TASK DIRECTIONS:
Within the entries that follow, show each line where the word "CODEOWNERS" occurs.

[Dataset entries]

┄┄┄┄┄┄

PR #1100, opened 2019-07-24
(maint) Add a CODEOWNERS file

lucywyman:
This adds a CODEOWNERS file to Bolt, which will automatically request
reviews from the Bolt team members for PRs. It will also request review
from our docs person when the docs are updated.

### DIFF
--- a/CODEOWNERS
+++ b/CODEOWNERS
@@ -1,0 +1,4 @@
+# Default to Bolt team
+* @puppetlabs/bolt
+
+/pre-docs @MFredette @puppetlabs/bolt


CODEOWNERS
```diff
@@ -0,0 +1,4 @@
+# Default to Bolt team
+* @puppetlabs/bolt
+
+/pre-docs @MFredette @puppetlabs/bolt
```
adreyer: Is this still accurate?

lucywyman: I think it will change to Chris soon, but for now I think? @MFredette ?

┄┄┄┄┄┄

RESULT:
(maint) Add a CODEOWNERS file
This adds a CODEOWNERS file to Bolt, which will automatically request
--- a/CODEOWNERS
+++ b/CODEOWNERS
CODEOWNERS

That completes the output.